Genius without credentials

I’ve just started ready The Tempest by William Shakespeare. In the intro to the edition I have, editor Louis B. Wright goes on a rant about the historians who like to insist that Shakespeare couldn’t possible have written so many good plays; that he must have stolen other people’s material:

Most anti-Shakespeareans are naive and betray and obvious snobbery. The author of their favorite plays, they imply, must have had a college diploma framed and hung on his study wall like the one in their dentist’s office, and obviously so great a writer must have had a title or some equally significant evidence of exalted social background. They forget that genius has a way of cropping up in unexpected places and that none of the great creative writers of the world got his inspiration in a college or university course.

Living and working an academia for the past seven years, I’ve certainly seen the “my vita is longer than yours” contest and the “my degree is from a more prestigious institution than yours” game played pretty regularly. It’s funny though, Dan Bukvich, the professor in our music department with by far the most creative output and renown for pedagogical excellence only has a Master’s from a place nobody has heard of. Einstein didn’t have a degree worth mentioning at all, just enough to get his foot in the door as a bookkeeper while he pondered physics at night. I didn’t realize Shakespeare was another example of this.
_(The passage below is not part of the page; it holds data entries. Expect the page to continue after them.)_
PR #3363, opened 2024-08-02
fix(DTFS2-6889): ensure ACBS DOF payload is correctly constructed

abhi-markan:
## Introduction :pencil2:

* When invoking OS certain addresses do no have a `country` field if they are a valid UK postcodes, keeping this permutation in mind any deal with an empty country field will be set to default country code `GBR`.
* Refactored `createACBS` function:
  * Payload validation for both `deal` and `bank` properties
  * createACBS argument has been updated to `string` to accept a valid Mongo Object deal identifier, which is then used to fetch deal with relevant properties used by ACBS DOF.
  * Removed `auditRecord` from `deal` payload for ACBS DOF consumption.
  * 

* Improved unit and API test coverage for `createACBS` function.
* Updated `.eslintrc.js` to not allow prefixed `_` variable as this has been avoided in the DTFS code base.
* Updated `.eslintrc.js` `no-unused-vars` to allow object destructing.
* Improved logging.


trade-finance-manager-api/src/v1/controllers/acbs.controller.js
```diff
@@ -52,10 +57,17 @@ const addToACBSLog = async (payload) => {
 
 /**
  * Creates an ACBS task and adds it to the ACBS log.
- * @param {object} deal - The deal object containing the dealSnapshot property with the bank details.
+ * @param {String} deal - TFM deal object ID
```
JoshBinns2000, line 60: I think this type should be string and that the variable name should be dealId to match the function below

utils/mock-data-loader/insert-mocks-gef.js
```diff
@@ -24,7 +24,7 @@ const insertMocks = async (token) => {
 
   const makerToken = await portalApi.loginViaPortal(BANK1_MAKER1);
 
-  for (const [_index, item] of MOCKS.APPLICATION.entries()) {
+  for (const [item] of MOCKS.APPLICATION.entries()) {
```
JoshBinns2000, line 27: I think this may be a mistake as the first element of `.entries()` is the index of the array and the second element is the value of the element at that index. If `MOCKS.APPLICATION` is an array (which I think it must be if we are using `.entries()`) then this can just be `const item of MOCKS.APPLICATION` I think

trade-finance-manager-api/src/v1/controllers/acbs.controller.js
JoshBinns2000: I also think the return type should be `boolean`

trade-finance-manager-api/api-tests/v1/acbs/acbs.api-test.js
```diff
@@ -63,20 +58,25 @@ describe('acbs controller', () => {
...
-        dealSnapshot: {
-          ...MOCK_DEAL,
-          bank: null,
-        },
-      });
+    afterEach(() => {
+      jest.clearAllMocks();
+    });
+
+    it.each(invalidIds)('should return false if an invalid Mongo Object deal id has been supplied', async (dealId) => {
```
JoshBinns2000, line 65: This will appear in the test suite as the same test description for each case which would be hard to debug. Could we change this to be `should return false if the deal id is '%s' (not a valid mongo object id)`, async (dealId)`

trade-finance-manager-api/src/v1/controllers/acbs.controller.js
abhi-markan: Good spot, have updated all.

trade-finance-manager-api/api-tests/v1/acbs/acbs.api-test.js
abhi-markan: Good spot, have added string substitution.

utils/mock-data-loader/insert-mocks-gef.js
abhi-markan: Ah! yes it is apologies for that, have fixed. Thank you for pointing it out.

utils/mock-data-loader/insert-mocks-gef.js
```diff
@@ -24,12 +24,14 @@ const insertMocks = async (token) => {
 
   const makerToken = await portalApi.loginViaPortal(BANK1_MAKER1);
 
-  for (const [item] of MOCKS.APPLICATION.entries()) {
-    item.userId = makerUserId;
-    const application = await api.createApplication(item, makerToken);
+  for (const item of MOCKS.APPLICATION.entries()) {
+    const deal = item[1];
```
JoshBinns2000, line 28: Why can't this just be `for (const deal of MOCKS.APPLICATION) {`?

libs/common/src/constants/index.ts
```diff
@@ -9,10 +9,11 @@ export * from './portal';
 export * from './durable-functions-log.constant';
 export * from './fee-record-status';
 export * from './audit-user-types';
-export * as PAYLOAD_VERIFICATION from './payload-verification';
```
JoshBinns2000, line 12: What's the reason for moving this `export` to the bottom of the file?

utils/mock-data-loader/insert-mocks-gef.js
abhi-markan: Have removed `entries`, was trying to keep it consistent.

JoshBinns2000 (dismissed):

azure-functions/acbs-function/src/functions/acbs.js
```diff
@@ -34,6 +34,13 @@ df.app.orchestration('acbs', function* HDeal(context) {
         country = deal.dealSnapshot.exporter.registeredAddress.country;
       }
 
+      /**
+       * If no country is specified default it to `GBR`
+       */
+      if (!country) {
```
AlexBramhill, line 40: we could assign this initially as apposed to having it `undefined` initially

trade-finance-manager-api/src/v1/controllers/acbs.controller.test.js
```diff
@@ -22,9 +38,12 @@ const mockACBSTaskLink = {
   rewindPostUri: 'acbs',
   purgeHistoryDeleteUri: 'acbs',
 };
+
 const updateACBSfacilityMock = jest.spyOn(api, 'updateACBSfacility');
```
AlexBramhill, line 42: I know this isnt you, but could you update this to `updateACBSFacilityMock` (cap `F`) please

azure-functions/acbs-function/.eslintrc.js
```diff
@@ -34,12 +34,7 @@ const baseRules = {
     },
   ],
   'lines-between-class-members': ['error', 'always', { exceptAfterSingleLine: true }],
-  'no-unused-vars': [
-    'error',
-    {
-      varsIgnorePattern: '^_',
-    },
-  ],
+  'no-unused-vars': ['error', { ignoreRestSiblings: true }],
```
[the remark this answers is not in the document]
abhi-markan: As discussed before DTFS has stayed away from `_` prefixed variables.

dtfs-central-api/src/v1/controllers/portal/deal/update-deal.controller.js
```diff
@@ -156,6 +157,13 @@ exports.updateDeal = updateDeal;
 
 const addFacilityIdToDeal = async (dealId, newFacilityId, user, routePath, auditDetails) => {
   await findOneDeal(dealId, async (deal) => {
+    if (!deal) {
```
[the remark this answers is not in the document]
abhi-markan: Good shout have added.

AlexBramhill (dismissed):

AlexBramhill (approved):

I think I like stories like this because they fly in the face of snobbery. I think deep down I wish I WAS in the snob class with a degree from Juliard or MIT, working a “respectable” post. But I don’t have those things and never will. I wasn’t born into enough money. Stories like this give me hope that I can “be somebody” even though I haven’t been seemingly dealt the best hand. Now, all of this may be just trying to stoke up my own pride when I should just accept being humbled, but I think there is more to it than that. I want to “be somebody” just as much as the next guy. The drive for excellence is implanted in many of us. It can be twisted toward the ego, but I think the Lord put it there in the first place.